Go through the entries below and print, exactly, the lines starting at the one with "Civolilah: removed" and ending at the one with "Screenshot 2022-12-11 at 15 37 36", keeping both ends and no others.

> **STORED DATA**:
=====
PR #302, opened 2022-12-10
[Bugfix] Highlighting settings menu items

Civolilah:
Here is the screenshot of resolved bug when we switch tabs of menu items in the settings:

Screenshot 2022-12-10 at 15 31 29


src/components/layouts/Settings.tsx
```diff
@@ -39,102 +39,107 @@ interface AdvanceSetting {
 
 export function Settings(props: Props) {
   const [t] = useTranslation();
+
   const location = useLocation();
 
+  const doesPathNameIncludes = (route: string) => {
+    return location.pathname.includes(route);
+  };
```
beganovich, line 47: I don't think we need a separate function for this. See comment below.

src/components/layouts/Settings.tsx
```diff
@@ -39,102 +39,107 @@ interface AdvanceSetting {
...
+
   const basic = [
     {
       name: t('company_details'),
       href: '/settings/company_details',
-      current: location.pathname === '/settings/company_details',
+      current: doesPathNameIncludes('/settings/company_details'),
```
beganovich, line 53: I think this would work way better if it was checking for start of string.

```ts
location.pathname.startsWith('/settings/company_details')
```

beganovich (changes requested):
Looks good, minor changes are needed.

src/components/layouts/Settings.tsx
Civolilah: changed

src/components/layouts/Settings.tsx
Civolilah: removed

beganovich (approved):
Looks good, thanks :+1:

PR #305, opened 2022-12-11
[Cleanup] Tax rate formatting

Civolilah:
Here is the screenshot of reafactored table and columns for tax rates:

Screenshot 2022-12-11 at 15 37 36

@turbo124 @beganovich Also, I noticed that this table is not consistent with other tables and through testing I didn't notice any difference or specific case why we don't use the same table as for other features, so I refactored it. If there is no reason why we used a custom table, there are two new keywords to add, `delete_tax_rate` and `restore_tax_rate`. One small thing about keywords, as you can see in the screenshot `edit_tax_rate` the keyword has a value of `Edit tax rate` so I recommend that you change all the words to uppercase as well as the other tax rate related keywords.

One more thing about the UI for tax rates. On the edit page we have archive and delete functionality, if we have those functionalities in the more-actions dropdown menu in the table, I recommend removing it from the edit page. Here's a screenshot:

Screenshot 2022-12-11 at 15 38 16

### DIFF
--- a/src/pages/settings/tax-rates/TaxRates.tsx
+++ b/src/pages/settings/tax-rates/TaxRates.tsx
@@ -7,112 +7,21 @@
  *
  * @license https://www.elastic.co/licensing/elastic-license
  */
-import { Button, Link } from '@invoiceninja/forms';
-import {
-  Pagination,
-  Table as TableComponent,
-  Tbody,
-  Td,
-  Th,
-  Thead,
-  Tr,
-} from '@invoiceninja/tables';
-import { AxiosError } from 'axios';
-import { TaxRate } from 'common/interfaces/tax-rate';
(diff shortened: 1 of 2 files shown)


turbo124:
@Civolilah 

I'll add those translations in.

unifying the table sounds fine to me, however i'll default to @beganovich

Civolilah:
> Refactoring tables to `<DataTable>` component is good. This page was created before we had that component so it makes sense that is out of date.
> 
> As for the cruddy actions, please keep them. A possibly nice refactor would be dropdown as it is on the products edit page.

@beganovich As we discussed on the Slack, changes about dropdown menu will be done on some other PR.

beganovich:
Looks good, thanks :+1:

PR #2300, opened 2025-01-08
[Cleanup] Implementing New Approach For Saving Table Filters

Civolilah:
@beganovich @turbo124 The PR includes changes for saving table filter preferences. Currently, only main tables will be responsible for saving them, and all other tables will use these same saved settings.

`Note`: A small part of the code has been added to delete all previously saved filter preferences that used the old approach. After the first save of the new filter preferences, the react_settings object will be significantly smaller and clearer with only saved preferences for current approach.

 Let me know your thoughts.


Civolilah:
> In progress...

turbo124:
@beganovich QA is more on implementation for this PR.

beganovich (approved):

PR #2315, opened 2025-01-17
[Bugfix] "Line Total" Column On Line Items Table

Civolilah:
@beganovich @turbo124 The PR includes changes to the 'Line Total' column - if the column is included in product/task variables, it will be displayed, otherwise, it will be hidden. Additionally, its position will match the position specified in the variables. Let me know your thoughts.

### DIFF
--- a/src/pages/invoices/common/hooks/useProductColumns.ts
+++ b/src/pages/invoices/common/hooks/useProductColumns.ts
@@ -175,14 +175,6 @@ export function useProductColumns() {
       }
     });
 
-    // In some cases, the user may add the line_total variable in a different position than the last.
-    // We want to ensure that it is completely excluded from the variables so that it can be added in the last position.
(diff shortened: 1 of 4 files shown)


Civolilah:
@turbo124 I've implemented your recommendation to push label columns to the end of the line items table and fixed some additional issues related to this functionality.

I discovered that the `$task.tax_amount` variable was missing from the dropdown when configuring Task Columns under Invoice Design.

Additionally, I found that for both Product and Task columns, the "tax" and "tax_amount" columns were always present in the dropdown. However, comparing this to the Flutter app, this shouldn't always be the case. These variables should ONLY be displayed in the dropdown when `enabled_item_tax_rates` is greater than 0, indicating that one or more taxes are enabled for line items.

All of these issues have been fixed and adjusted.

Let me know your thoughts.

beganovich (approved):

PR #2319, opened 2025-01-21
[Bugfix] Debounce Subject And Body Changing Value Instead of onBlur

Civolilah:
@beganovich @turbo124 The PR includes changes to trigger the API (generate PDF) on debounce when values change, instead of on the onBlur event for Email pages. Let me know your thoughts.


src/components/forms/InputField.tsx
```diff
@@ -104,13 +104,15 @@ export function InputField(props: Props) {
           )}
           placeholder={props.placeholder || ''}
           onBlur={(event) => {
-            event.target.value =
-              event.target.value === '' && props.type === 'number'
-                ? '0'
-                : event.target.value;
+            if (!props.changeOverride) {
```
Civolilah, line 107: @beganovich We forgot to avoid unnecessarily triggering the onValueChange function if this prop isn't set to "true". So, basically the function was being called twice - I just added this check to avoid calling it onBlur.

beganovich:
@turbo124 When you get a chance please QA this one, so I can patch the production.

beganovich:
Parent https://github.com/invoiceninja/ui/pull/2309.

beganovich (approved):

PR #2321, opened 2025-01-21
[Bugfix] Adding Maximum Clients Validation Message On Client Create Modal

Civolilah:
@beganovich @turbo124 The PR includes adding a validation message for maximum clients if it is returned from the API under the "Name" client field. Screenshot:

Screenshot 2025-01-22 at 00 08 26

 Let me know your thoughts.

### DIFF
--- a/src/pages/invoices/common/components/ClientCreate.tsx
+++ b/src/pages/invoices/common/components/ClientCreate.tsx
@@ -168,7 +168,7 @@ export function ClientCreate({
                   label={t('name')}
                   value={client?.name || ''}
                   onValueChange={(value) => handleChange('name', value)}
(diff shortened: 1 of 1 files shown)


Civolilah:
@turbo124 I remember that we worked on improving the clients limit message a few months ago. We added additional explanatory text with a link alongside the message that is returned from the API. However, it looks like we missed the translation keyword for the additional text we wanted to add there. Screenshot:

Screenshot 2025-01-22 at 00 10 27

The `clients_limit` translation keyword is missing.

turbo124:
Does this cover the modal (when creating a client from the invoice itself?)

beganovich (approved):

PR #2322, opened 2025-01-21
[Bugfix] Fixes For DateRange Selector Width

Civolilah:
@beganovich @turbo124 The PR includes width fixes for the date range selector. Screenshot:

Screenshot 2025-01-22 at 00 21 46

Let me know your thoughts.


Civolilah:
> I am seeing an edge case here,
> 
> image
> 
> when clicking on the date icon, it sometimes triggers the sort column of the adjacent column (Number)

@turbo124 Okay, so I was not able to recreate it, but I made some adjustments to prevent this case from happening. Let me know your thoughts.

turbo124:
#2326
=====
> **ANSWER TO THIS TASK**:
Civolilah: removed

beganovich (approved):
Looks good, thanks :+1:

PR #305, opened 2022-12-11
[Cleanup] Tax rate formatting

Civolilah:
Here is the screenshot of reafactored table and columns for tax rates:

Screenshot 2022-12-11 at 15 37 36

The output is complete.